Please set down all of the data below verbatim.

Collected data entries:
##########

PR #787, opened 2025-02-05
Advection data storage

### LINKED ISSUE #782: Variable data redesign
It is increasingly clear that there should be only one copy of variables in nextSIM-DG, and that should be the copy with the full set of DG components. This will require redesigning how data is held in the model and how it is accessed by the thermodynamics and dynamics components.

The design should met the following requirements:
- The use of `DGVector` in the dynamics is paramount. The speed of the dynamics core is crucial to the execution speed of nextSIM-DG.
- There should be minimal changes to the API of ModelArray.

timspainNERSC:
# Advection data storage

Fixes #782

---
# Change Description

Share data between the column physics and dynamics parts of the module without copying. Tidy up some related classes and code that are no longer used and became a problem as these changes were implemented.

- Create a distinction between `ModelArray::Components` (all the DG components at a particular physical location) and a `ModelArray::Component` (a particular DG component, especially DG0, at all grid locations).
  - A set of `Components` map to an `Eigen::Array::row`.
  - A `Component` maps to a an `Eigen::Array::col`.
- Add functions to access a set of `Components`.
- Add functions to access a specific `Component`.
- Allow a `ModelArray` to be cast to and from `ModelArray::DataType`, that is `Eigen::Array`.
- Make the `ModelComponent` ocean mask into an array held in a static function.
- Move the thickness and concentration arrays with all DG components from the dynamics kernel to `PrognosticData`.
- Add a function to `PrognosticData` to copy all components of one `ModelArray` to the correct components of another.
- Update `PrognosticData::updatePrognosticData` to work correctly with the new full DG arrays.
- The output from `PrognositcData` is now all DG components in all cases.
- Add a complementary function to update the arrays after the dynamics runs.
  - Eventually this function will do nothing and should be removed.
- Create a map between a type with multiple components and the equivalent type with only one component.
  - For example `ModelArray::Type::DG` maps to `ModelArray::Type::H`.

##########

Solution
PR #787, opened 2025-02-05
Advection data storage

### LINKED ISSUE #782: Variable data redesign
It is increasingly clear that there should be only one copy of variables in nextSIM-DG, and that should be the copy with the full set of DG components. This will require redesigning how data is held in the model and how it is accessed by the thermodynamics and dynamics components.

The design should met the following requirements:
- The use of `DGVector` in the dynamics is paramount. The speed of the dynamics core is crucial to the execution speed of nextSIM-DG.
- There should be minimal changes to the API of ModelArray.

timspainNERSC:
# Advection data storage

Fixes #782

---
# Change Description

Share data between the column physics and dynamics parts of the module without copying. Tidy up some related classes and code that are no longer used and became a problem as these changes were implemented.

- Create a distinction between `ModelArray::Components` (all the DG components at a particular physical location) and a `ModelArray::Component` (a particular DG component, especially DG0, at all grid locations).
  - A set of `Components` map to an `Eigen::Array::row`.
  - A `Component` maps to a an `Eigen::Array::col`.
- Add functions to access a set of `Components`.
- Add functions to access a specific `Component`.
- Allow a `ModelArray` to be cast to and from `ModelArray::DataType`, that is `Eigen::Array`.
- Make the `ModelComponent` ocean mask into an array held in a static function.
- Move the thickness and concentration arrays with all DG components from the dynamics kernel to `PrognosticData`.
- Add a function to `PrognosticData` to copy all components of one `ModelArray` to the correct components of another.
- Update `PrognosticData::updatePrognosticData` to work correctly with the new full DG arrays.
- The output from `PrognositcData` is now all DG components in all cases.
- Add a complementary function to update the arrays after the dynamics runs.
  - Eventually this function will do nothing and should be removed.
- Create a map between a type with multiple components and the equivalent type with only one component.
  - For example `ModelArray::Type::DG` maps to `ModelArray::Type::H`.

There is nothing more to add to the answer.